They said: 'This is the new epoch. This is the era of the new god Adolph
Hitler. A new uniform and a gun for everyone who
wants to follow.' It was easy enough to dazzle the villager, Instead
of milking the cows every night he could swing along behind a military band.
He got a new rifle all to himself. There were sports and competitions. Adolph
Hitler wanted to build young healthy bodies. Up at dawn.
Exercises. Plenty of good
fresh food. Solemn and stirring parades.
The boy was one of a team now, an heroic team,
a crusader against Bolshevism. And off he went to the front.
Quite a few Letts and Croats and White Russians had been gathered
in this way.
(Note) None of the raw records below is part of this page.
PR #5693, opened 2020-02-10
Mcafee web gateway - obscure secrets

bakatzir:
## Status
- [x] Ready

## Related Issues
fixes: https://github.com/demisto/etc/issues/21620

## Description
in issue

## Minimum version of Demisto
- [x] 4.5.0

   - [x] No

### DIFF
--- a/Integrations/integration-McAfeeWebGateway.yml
+++ b/Integrations/integration-McAfeeWebGateway.yml
@@ -65,7 +65,7 @@ script:
 
         if (res.StatusCode < 200 || res.StatusCode >= 300) {
             if (res.Status.indexOf('pass=') !== -1) {
-                throw 'Request Failed.\nStatus code: ' + res.StatusCode + '.';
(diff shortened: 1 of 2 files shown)


Integrations/integration-McAfeeWebGateway.yml
```diff
@@ -64,6 +64,9 @@ script:
         );
 
         if (res.StatusCode < 200 || res.StatusCode >= 300) {
+            if (res.Status.indexOf('pass=') !== -1) {
+                throw 'Request Failed.\nStatus code: ' + res.StatusCode + '. Check your Server URL and Port.';
+            }
             throw 'Request Failed.\nStatus code: ' + res.StatusCode + '.\nBody: ' + JSON.stringify(res) + '.';
```
yuvalbenshalom: take a look at the example of the bad test print you putted in the original issue.
there is no "Body:" there. so where did it came from?

PR #5711, opened 2020-02-11
CSV Feed - Fix test

liorblob:
## Status
- [ ] In Progress
- [x] Ready


liorblob:
@kirbles19 can you review?

Packs/FeedCSV/Integrations/FeedCSV/FeedCSV.yml
```diff
@@ -83,8 +83,7 @@ configuration:
   name: ignore_regex
   required: false
   type: 0
-- additionalinfo: Name of the field names in the CSV feed. If several are given, will
-    use "indicator" as the default indicator value field.
+- additionalinfo: The names to give the fields in the CSV feed. If several are given, "value" will be used as the default indicator value field.
```
avidan-H: I'm not in love with this tooltip but if you feel strongly then do you. I think we need to make it _super_ clear that the field called "value" is the one passed as the value of an indicator.

liorblob: Moving to https://github.com/demisto/content/pull/5766

PR #21176, opened 2022-09-12
TestCollect: fix Path syntax 

dorschw:
fix the [issue](https://github.com/demisto/content-private/runs/8306147119?check_suite_focus=true#step:30:51) found in [this PR](https://github.com/demisto/content-private/pull/623#pullrequestreview-1104141802)


omerKarkKatz (approved):
very good job!!

PR #21179, opened 2022-09-12
Ansible tower - ad-hoc command launch playbook fixes

idovandijk:
## Status
Ready

## Related Issues
Fixes: https://jira-hq.paloaltonetworks.local/browse/CIAC-4090
Related to: https://jira-hq.paloaltonetworks.local/browse/CIAC-3628

## Description
- Fixed a bug where the playbook input for arguments of the ad-hoc command were not used.
- Fixed a bug where the configuration for the polling playbook was not passed from the playbook inputs.

## Screenshots

5.0.0

No


Packs/AnsibleTower/Playbooks/Ansible_Tower-_ad_hoc_command-_generic_polling.yml
```diff
@@ -302,7 +307,7 @@ inputs:
   playbookInputQuery:
 - key: Timeout
   value:
-    simple: "15"
+    simple: "10"
```
tomer-pan, line 310: @idovandijk Why did you change the timeout from 15 to 10 as the default value?

idovandijk: The playbook input was set to 15 but the task was hardcoded to use 10, so in order to preserve BC, I changed the input to be the same value that previously was hardcoded (10)

idovandijk:
@tomer-pan need ur approval again

tomer-pan (approved):

PR #21197, opened 2022-09-13
TestCollect: Skip TPBs using skipped integrations

dorschw:
fixes: https://jira-hq.paloaltonetworks.local/browse/CIAC-4003


Tests/scripts/collect_tests/collect_tests.py
```diff
@@ -150,9 +158,16 @@ def _validate_args(pack: Optional[str], test: Optional[str], reason: CollectionR
                     raise ValueError(f'{test} has no path')
                 if PACK_MANAGER.is_test_skipped_in_pack_ignore(playbook_path.name, pack_id):
                     raise SkippedTestException(test, skip_place='.pack_ignore')
+                for integration in test_playbook.implementing_integrations:
```
BEAdi, line 161: I wonder if this should be taken from the id set and not from the test configuration in `conf.json`, by using `conf.get_test(test).integrations`. Do you think they should always be matching and therefore it will not be confusing?

BEAdi (commented):
Looks great!

Tests/scripts/collect_tests/collect_tests.py
dorschw: the values under conf.json shows what integrations are tested, while the id-set has all integrations used in the TPB, and I think the latter is preferred

BEAdi (approved):

PR #21213, opened 2022-09-13
Fix Phishing Campaign Test

DeanArbel:
## Status
- [x] Ready

## Description
Fix Phishing campaing test playbook.


idovandijk (approved):
thanks prince

@tomer-pan fyi he is fixing the phishing campaign test and also the bug where we don't skip the Gmail subplaybook if unavailable when we get the original email

PR #21232, opened 2022-09-14
Add Vendor as Key Field for CommonServerPython's Endpoint

MichaelYochpaz:
## Status
- [ ] In Progress
- [x] Ready

## Description
This PR adds the `Vendor` field as a key when comparing Endpoint objects if it exists.


yaakovi (commented):
* Why did you modify: `Packs/ApiModules/Scripts/CoreIRApiModule/CoreIRApiModule.py`? revert if not needed.
* add release notes to the `Base` pack

MichaelYochpaz:
@yaakovi I had flake8 linting errors for the `CoreIRApiModule` pack, but it seems that it was only the test tile that required a fix to pass the CI linting step.
I've removed the changes and added release notes.

yaakovi (approved):

PR #21244, opened 2022-09-14
Added GetEntries

spearmin10:

## Status
- [ ] In Progress
- [x] Ready

## Description
A wrapper script of `getEntries` which is a build-in function. This collects entries from the war room with conditions given.

- [x] 6.0.0
- [ ] 6.1.0
- [ ] 6.2.0
- [ ] 6.5.0

   - [ ] Yes
       - Further details:
   - [x] No

## Must have
- [ ] Tests
- [ ] Documentation


spearmin10:
> Hi @spearmin10, thank you for your contribution. Can you please elaborate, what is the purpose of this script? what are the use cases? Also, what do you mean by incident id as an argument, I encountered the attached problem when trying to execute the script with an existing incident I have in my localhost. Screen Shot 2022-09-14 at 18 05 09

spearmin10:
@YuvHayun How did you import the script? I'm not sure why the error raises because The line 32 is below. I think that the script imported is something different.
image

spearmin10:
@YuvHayun It's a simply wrapper of buildin `getEntries`, so there are various use cases. In my use case, I wanted to collect tagged entries with specific tags to extract indicators from them.

YuvHayun:
> @YuvHayun How did you import the script? I'm not sure why the error raises because The line 32 is below. I think that the script imported is something different. image

Not sure why it's related to the imports, I ran the same command the same way twice with two different incident ids that I have both in my incidents tab - one failed and one didn't.

spearmin10:
@YuvHayun I've fixed the issue. Please review again.

Packs/CommonScripts/Scripts/GetEntries/GetEntries_test.py
```diff
@@ -0,0 +1,74 @@
+from CommonServerPython import *
```
YuvHayun, line 1: Let's add "given-when-then" documentation to this tests cases.

YuvHayun (changes requested):
Hey @spearmin10, thx for the fixes.
I added 1 minor comment.
Also, I still get the same failures when running the same command as I showed you on our call last Thursday.
Also, I think there's something inefficient in the way we print so many msgs to the war room.
Please consider changing the way the human-readable is printed to the war-room.

Packs/CommonScripts/Scripts/GetEntries/GetEntries_test.py
spearmin10: @YuvHayun Could you paste the screenshot of what the error raised?

YuvHayun (approved):

YuvHayun:
@spearmin10 merging this pr.
Thx for your contribution!

PR #21288, opened 2022-09-18
Fixed issues where None is not evaluated properly.

spearmin10:

## Status
- [ ] In Progress
- [x] Ready

### If-Then-Else
Fixed an issue where "None" is set when `stringify` is `true`.

The condition below returns `not equal` in the current behavior, but it should return `equal`.
image
image

### SetAndHandleEmpty
Fixed an issue where `an empty string == None` is evaluated as False.

Running `SetAndHandleEmpty` with the parameters below shouldn't set value to the key because the value is empty. But it actually sets `None` to the key in the current behavior.
image
image

- [x] 6.0.0
- [ ] 6.1.0
- [ ] 6.2.0
- [ ] 6.5.0

   - [ ] Yes
       - Further details:
   - [x] No

## Must have
- [ ] Tests
- [ ] Documentation

### DIFF
--- a/Packs/CommonScripts/ReleaseNotes/1_7_57.md
+++ b/Packs/CommonScripts/ReleaseNotes/1_7_57.md
@@ -1,0 +1,7 @@
+
+#### Scripts
+##### SetAndHandleEmpty
+- Fixed an issue where "None" is set when `stringify` is `true`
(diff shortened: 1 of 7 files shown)


YuvHayun (approved):

YuvHayun:
@spearmin10 
PR approved, thx for your contribution!

PR #21322, opened 2022-09-19
[PAN-OS] - remove "PAN-OS Create Or Edit Rule Test" TP

GuyAfik:
## Status
- [ ] In Progress
- [x] Ready

## Description
The `PAN-OS Create Or Edit Rule Test` test-playbook should not be executed on its own, its  a sub-playbook for the `palo_alto_panorama_test_pb` test-playbook which will soon be updated to be executed without this playbook.
This test fails on nightly because of the following error:
```
There are 9 instances of Panorama, please select one of them by using the instance_name argument in conf.json. The options are.....:
```

it also fails in the gitlab build for any pan-os build ([example](https://code.pan.run/xsoar/content/-/jobs/16638505))

### DIFF
--- a/Tests/conf.json
+++ b/Tests/conf.json
@@ -3996,13 +3996,6 @@
             ]
         },
         {
-            "playbookID": "PAN-OS Create Or Edit Rule Test",
-            "fromversion": "6.1.0",
-            "integrations": [
-                "Panorama"
-            ]
-        },
-        {
             "playbookID": "GoogleCloudSCC-Test",
             "fromversion": "5.0.0",
             "integrations": [


JudahSchwartz (approved):

JudahSchwartz:
why are we deleting this?

GuyAfik:
> why are we deleting this?

because its being used as a sub-playbook for the `palo_alto_panorama_test_pb`, it should not run on its own, it should run only when the `palo_alto_panorama_test_pb` gets executed. In the near future it will be deprecated, i am working to enhance the test-playbooks of pan-os

PR #21437, opened 2022-09-22
XDR expired IOCs

BEAdi:
## Status
- [x] In Progress
- [ ] Ready

## Related Issues
fixes: https://jira-hq.paloaltonetworks.local/browse/XSUP-16411

## Description
Expired indicators in XSOAR are not removed from XDR when no other active indicators follow the "Sync Query" (meaning when all are expired).
What causes this is that the file sent in the "iocs_to_keep" request can't be empty. The solution is to add a char to it (this command removes all the indicators that came from XSOAR TIM and are not in the list, and doesn't add new indicators that are in the list- so we should only make sure to send something that is not an existing indicator).

- [ ] 6.0.0
- [ ] 6.1.0
- [ ] 6.2.0
- [ ] 6.5.0

   - [ ] Yes
       - Further details:
   - [x] No

## Must have
- [ ] Tests
- [ ] Documentation


Packs/CortexXDR/ReleaseNotes/4_8_18.md
```diff
@@ -0,0 +1,4 @@
+
+#### Integrations
+##### Cortex XDR - IOC
+- Fixed an issue that when all indicators that follow the "Sync Query" are expired in XSOAR TIM, they will be removed from XDR IOCs.
```
DeanArbel, line 4:
```suggestion
- Fixed an issue in the command **xdr-iocs-sync** where indicators were removed from XDR when all indicators that follow the "Sync Query" expired in XSOAR TIM.
```

DeanArbel (approved):
Nice

PR #21721, opened 2022-10-13
Slack malformed users

amshamah419:
## Status
- [ ] In Progress
- [x] Ready

## Related Issues
fixes: https://jira-hq.paloaltonetworks.local/browse/XSUP-15577

## Description
In some cases when using a custom script, it's possible to force feed the argument a mall formed list. To reduce customer friction, we now pre-format the argument.

### DIFF
--- a/Packs/Slack/Integrations/SlackV3/SlackV3.py
+++ b/Packs/Slack/Integrations/SlackV3/SlackV3.py
@@ -2347,7 +2347,7 @@ def create_channel():
 def invite_to_channel():
     channel = demisto.args().get('channel')
     channel_id = demisto.args().get('channel_id', '')
-    users = argToList(demisto.args().get('users', []))
+    users = argToList(demisto.args().get('users', '[]').rstrip(', '))
 
     if not users:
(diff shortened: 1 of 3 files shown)


Packs/Slack/Integrations/SlackV3/SlackV3.py
```diff
@@ -2347,7 +2347,7 @@ def create_channel():
 def invite_to_channel():
     channel = demisto.args().get('channel')
     channel_id = demisto.args().get('channel_id', '')
-    users = argToList(demisto.args().get('users', []))
+    users = argToList(demisto.args().get('users', '[]').rstrip(', '))
```
yaakovi, line 2350: Why do we want to support a malformed list?

yaakovi (approved):

Packs/Slack/Integrations/SlackV3/SlackV3.py
amshamah419: :hide-the-pain: Because it's a "friction point"

PR #21724, opened 2022-10-13
Impossible Traveler - Block IP V3

TalNos:
## Status
- [ ] In Progress
- [x] Ready

## Related Issues
fixes: https://jira-hq.paloaltonetworks.local/browse/CIAC-2690

## Description
Replaced "Block IP - V2" with "Block IP - V3" in the "Impossible Traveler" playbook.

## Screenshots
Impossible_Traveler


idovandijk (changes requested):
Nice job. Please also change UserVerification to False here because the Block IP playbook is run only when blocking IPs is automatic in the impossible traveler flow

TalNos:
Also changed this, please check.

idovandijk (approved):
Well done :)

idovandijk:
> The following integrations/tests were collected by the CI build but are currently skipped. The collected tests are related to this pull request and might be critical.:
> 
> * Impossible Traveler - Test - reason: Usage limit reached (Issue 38063)

@TalNos as you can see there is a test playbook which is supposed to test the Impossible Traveler playbook. However, it looks the test is currently skipped. Let's try to unskip it. The reason that it was skipped is a usage limit issue with the Ipstack integration which the test playbook uses. Let's see if we have a working instance for that integration so we can re-enable the test.
To unskip the test we need to edit the `Content/Tests/conf.json` file:
under the `skipped_integrations`, remove the line regarding Ipstack.

PR #24228, opened 2023-01-31
Improve Performance of Review Release Notes Workflow

kgal-pan:
## Status
- [ ] In Progress
- [x] Ready

## Related Issues
https://jira-hq.paloaltonetworks.local/browse/CIAC-5496

## Description
This PR includes changes to improve the performance of Review Release Notes workflow. 

* Return only release notes from _Get changed files_ step [using glob](https://docs.github.com/en/actions/using-workflows/workflow-syntax-for-github-actions#filter-pattern-cheat-sheet).

* Added env var `(env.CHANGED_FILES_DELIMITER)` to hold the delimiter of the changed files.

* Added conditional to skip installing the SDK and run the doc review when no release notes were changed.

* Removed usage of `poetry` in the workflow as it was installing unused dependencies from `pyproject.toml` and `poetry.lock` unnecessarily elongating the build. Replaced `poetry` with using `pip`.

The advantages of these changes are:

* We only process files that are relevant to this scope. This prevents issues such as processing file names that include characters that might break the delimiter such as the one we see https://github.com/demisto/content/pull/23278#discussion_r1057776370. 
* In PRs that have no release notes, there's no need to run the rest of the workflow at all. This not only shortens the workflow run time but also releases computing for the rest of the workflows that are run within the runner pool so the rest of the build should be faster as well.
* In continuation to the previous bullet, PRs with a large amount of files, there's a performance penalty for bringing in all PR changed files. This makes the job run unnecessarily long.

The changes above helped take down the build time from ~4m to right under 2m (ignore the other runs, they were for tuning performance):

See https://jira-hq.paloaltonetworks.local/browse/CIAC-5045 for more details.

Test workflows:
- [x] Changed both community and XSOAR-supported Packs (HelloWorld, SentinelOne), [workflow](https://github.com/demisto/content/actions/runs/4105393749/jobs/7082184209) ran and _Install SDK_ and _Review Release Notes_ steps were triggered as expected.
- [x]  No release notes changed, [workflow](https://github.com/demisto/content/actions/runs/4105455623/jobs/7082334410) ran and _Install SDK_ and _Review Release Notes_ steps were skipped as expected.


kgal-pan:
[Secret detection workflow failure](https://github.com/demisto/content/actions/runs/4105455624/jobs/7082334827) caused by https://jira-hq.paloaltonetworks.local/browse/CIAC-5551.

.github/workflows/review-release-notes.yml
```diff
@@ -1,32 +1,38 @@
...
-      - name: Setup Poetry
-        uses: Gr1N/setup-poetry@v7
-      - name: Install Python Dependencies
+          separator: ${{ env.CHANGED_FILES_DELIMITER }}
+          files: |
+            Packs/**/ReleaseNotes/**
+          since_last_remote_commit: false
+
+      - name: Install SDK
+        if: ${{ steps.changed-files.outputs.all_changed_files }}
```
ShahafBenYakir, line 28: what doe4s this condition means?

ShahafBenYakir (approved):
let's wait with the merge to Sunday

.github/workflows/review-release-notes.yml
kgal-pan: This condition is added to two steps (_Install SDK_ and _Review Release Notes_). We're checking whether there are any outputs from the _Get Changed Files_ (which should only include Release Notes with this change) step. 

If not, we skip both _Install SDK_ and _Review Release Notes_ since there's no need to run them if there are no Release Notes to review. 

The elegant solution would be to terminate the job successfully in _Install SDK_ step and not have to have the same condition twice but apparently [there's no built-in way to do so in GitHub Actions yet](https://github.com/actions/runner/issues/662).

See [here](https://github.com/tj-actions/changed-files#outputs) for more info about the `changed-files` output used in the conditional.

ShahafBenYakir: @kgal-pan 
>(which should only include Release Notes with this change)

Not sure I understand why it will include only release notes files, according to docs:
>Returns all changed files i.e. a
combination of all added, copied, modified
and renamed files (ACMR)

kgal-pan: It will only include release notes because of the [glob pattern supplied to the `files` key](https://github.com/demisto/content/blob/CIAC-4970-run-release-notes-check-only-if-xsoar-supported-pa/.github/workflows/review-release-notes.yml#L23-L24).

ShahafBenYakir: great

ShahafBenYakir: great

PR #24295, opened 2023-02-02
Update FileType UT for SDK 1.10.0

dorschw:
following https://github.com/demisto/demisto-sdk/pull/2677. 
The unit tests here will fail here unless using SDK 1.10.0.


dantavori (approved):

dorschw:
implemented in another PR.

All volunteers. Germany was on the way
to victory, and they were marching with her. But as the war went on more
men were needed. It became necessary to visit the villages again. There were
a certain number of able-bodied men in every place. Now they were told: 'You
must play your part in the great revolution. We want workers and fighters.
We will pay good wages.' And then, when the volunteers did not come forward,
the threats. The unpolitical boy did not have
much choice. Either go with the Nazis or run away
and hide. It needed courage to do the latter. Food was becoming more and
more difficult to get in the village. Life was getting duller and more constricted.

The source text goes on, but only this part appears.